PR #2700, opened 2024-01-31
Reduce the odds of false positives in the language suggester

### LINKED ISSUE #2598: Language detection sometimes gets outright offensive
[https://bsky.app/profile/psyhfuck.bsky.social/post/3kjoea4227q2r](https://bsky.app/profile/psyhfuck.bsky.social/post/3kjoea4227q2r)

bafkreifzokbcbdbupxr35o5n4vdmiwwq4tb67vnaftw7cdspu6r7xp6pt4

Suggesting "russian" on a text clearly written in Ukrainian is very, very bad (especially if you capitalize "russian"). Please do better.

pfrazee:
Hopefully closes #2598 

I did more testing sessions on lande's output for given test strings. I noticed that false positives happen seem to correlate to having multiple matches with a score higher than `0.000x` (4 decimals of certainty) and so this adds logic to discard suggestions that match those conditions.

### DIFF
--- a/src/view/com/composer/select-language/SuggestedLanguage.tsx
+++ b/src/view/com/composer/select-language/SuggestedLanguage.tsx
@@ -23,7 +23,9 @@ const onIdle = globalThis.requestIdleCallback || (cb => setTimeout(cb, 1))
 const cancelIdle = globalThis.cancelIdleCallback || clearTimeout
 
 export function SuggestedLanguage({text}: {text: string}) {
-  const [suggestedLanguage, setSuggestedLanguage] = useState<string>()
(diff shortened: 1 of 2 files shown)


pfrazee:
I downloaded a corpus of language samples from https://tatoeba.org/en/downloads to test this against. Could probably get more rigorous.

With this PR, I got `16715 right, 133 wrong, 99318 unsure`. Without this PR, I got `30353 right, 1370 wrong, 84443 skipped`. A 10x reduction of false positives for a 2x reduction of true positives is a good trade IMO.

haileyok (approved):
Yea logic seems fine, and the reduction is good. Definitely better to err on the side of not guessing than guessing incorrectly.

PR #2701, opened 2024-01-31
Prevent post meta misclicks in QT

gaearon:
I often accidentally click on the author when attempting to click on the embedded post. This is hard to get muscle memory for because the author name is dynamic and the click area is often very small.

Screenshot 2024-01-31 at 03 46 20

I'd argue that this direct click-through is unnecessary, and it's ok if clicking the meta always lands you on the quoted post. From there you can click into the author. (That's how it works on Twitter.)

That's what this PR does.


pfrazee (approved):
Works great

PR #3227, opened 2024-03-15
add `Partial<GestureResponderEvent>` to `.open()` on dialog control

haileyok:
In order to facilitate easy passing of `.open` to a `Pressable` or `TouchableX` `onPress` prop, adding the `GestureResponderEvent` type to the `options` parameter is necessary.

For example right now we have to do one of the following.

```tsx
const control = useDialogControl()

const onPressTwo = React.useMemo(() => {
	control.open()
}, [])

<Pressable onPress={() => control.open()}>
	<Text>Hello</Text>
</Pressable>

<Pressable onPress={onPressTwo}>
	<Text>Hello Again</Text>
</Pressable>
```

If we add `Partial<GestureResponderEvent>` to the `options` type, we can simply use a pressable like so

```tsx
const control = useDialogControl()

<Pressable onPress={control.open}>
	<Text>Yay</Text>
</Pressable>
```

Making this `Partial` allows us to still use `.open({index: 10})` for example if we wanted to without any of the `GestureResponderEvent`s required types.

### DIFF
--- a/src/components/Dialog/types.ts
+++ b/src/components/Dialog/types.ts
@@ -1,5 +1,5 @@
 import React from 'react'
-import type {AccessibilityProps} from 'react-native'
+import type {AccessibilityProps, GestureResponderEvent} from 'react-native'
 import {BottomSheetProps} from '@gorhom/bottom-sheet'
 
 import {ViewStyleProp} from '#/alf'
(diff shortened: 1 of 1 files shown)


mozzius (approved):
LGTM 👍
┄┄┄┄┄┄┄┄┄┄┄┄┄┄┄┄┄┄┄┄
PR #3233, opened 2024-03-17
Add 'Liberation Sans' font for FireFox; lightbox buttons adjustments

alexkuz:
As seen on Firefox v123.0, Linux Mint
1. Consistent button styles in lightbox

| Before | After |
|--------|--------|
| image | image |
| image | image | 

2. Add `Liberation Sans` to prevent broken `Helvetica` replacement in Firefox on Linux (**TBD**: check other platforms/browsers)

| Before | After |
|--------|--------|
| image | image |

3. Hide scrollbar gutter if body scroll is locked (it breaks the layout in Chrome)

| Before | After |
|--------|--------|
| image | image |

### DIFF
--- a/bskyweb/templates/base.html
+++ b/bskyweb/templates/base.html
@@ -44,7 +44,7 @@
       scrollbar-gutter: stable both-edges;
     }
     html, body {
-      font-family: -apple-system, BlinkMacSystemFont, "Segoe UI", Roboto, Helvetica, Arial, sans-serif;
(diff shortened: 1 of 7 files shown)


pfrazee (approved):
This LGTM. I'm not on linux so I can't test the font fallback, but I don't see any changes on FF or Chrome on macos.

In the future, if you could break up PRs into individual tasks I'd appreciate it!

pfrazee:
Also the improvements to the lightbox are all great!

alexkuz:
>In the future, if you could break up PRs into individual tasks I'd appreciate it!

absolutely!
┄┄┄┄┄┄┄┄┄┄┄┄┄┄┄┄┄┄┄┄
- _WHAT NEEDS TO BE DONE_: Every line of the records in which the string "author" is found should be counted, and only the count returned.

- _OUTPUT OF THE EXERCISE_: 2